TASK REQUIREMENTS:
Report only the number of lines that contain the string "opened" in the records below.
*** MATERIAL PROVIDED Section Begins ***
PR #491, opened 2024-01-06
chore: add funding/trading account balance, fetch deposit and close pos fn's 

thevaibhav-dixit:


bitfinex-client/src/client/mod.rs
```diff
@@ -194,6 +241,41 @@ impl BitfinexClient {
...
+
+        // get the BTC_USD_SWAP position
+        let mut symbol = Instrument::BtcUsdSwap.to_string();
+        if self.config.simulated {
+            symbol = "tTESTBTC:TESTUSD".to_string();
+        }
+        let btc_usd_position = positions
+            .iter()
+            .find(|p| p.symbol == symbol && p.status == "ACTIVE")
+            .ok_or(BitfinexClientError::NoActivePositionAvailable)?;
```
*** MATERIAL PROVIDED Section Ends ***
*** MATERIAL PROVIDED Section Begins ***
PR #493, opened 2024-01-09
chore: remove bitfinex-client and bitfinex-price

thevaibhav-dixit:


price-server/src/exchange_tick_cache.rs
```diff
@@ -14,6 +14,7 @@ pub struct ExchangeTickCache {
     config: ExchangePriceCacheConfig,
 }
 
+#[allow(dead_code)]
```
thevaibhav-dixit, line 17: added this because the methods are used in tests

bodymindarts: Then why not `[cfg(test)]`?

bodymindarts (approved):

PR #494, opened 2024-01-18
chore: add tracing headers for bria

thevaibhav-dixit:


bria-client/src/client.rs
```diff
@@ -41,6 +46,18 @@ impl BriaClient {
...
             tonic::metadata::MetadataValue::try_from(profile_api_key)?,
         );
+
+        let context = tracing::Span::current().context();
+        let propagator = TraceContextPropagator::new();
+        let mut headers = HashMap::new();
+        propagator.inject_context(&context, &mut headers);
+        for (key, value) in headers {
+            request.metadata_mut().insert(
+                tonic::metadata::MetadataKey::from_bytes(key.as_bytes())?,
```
*** MATERIAL PROVIDED Section Ends ***
RESPONSE TO THE TASK:
3